=== Input data ===

PR #6264, opened 2025-07-06
Reference dataprovider label in more error messages

staabm:
Introduces `ProvidedData`, a container class which holds the raw dataprovider data.
As we no longer pass arround raw arrays but a `array<ProvidedData>` we can now stick the dataprovider label onto the `ProvidedData`-objects, which means we can later on build more precise error messages which note the dataproviders name.

closes https://github.com/sebastianbergmann/phpunit/pull/5992

### DIFF
--- a/src/Framework/Exception/InvalidDataProviderException.php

===

* [Problem to solve] Write all the entries again precisely as they were given.

* [Task solution]
PR #6264, opened 2025-07-06
Reference dataprovider label in more error messages

staabm:
Introduces `ProvidedData`, a container class which holds the raw dataprovider data.
As we no longer pass arround raw arrays but a `array<ProvidedData>` we can now stick the dataprovider label onto the `ProvidedData`-objects, which means we can later on build more precise error messages which note the dataproviders name.

closes https://github.com/sebastianbergmann/phpunit/pull/5992

### DIFF
--- a/src/Framework/Exception/InvalidDataProviderException.php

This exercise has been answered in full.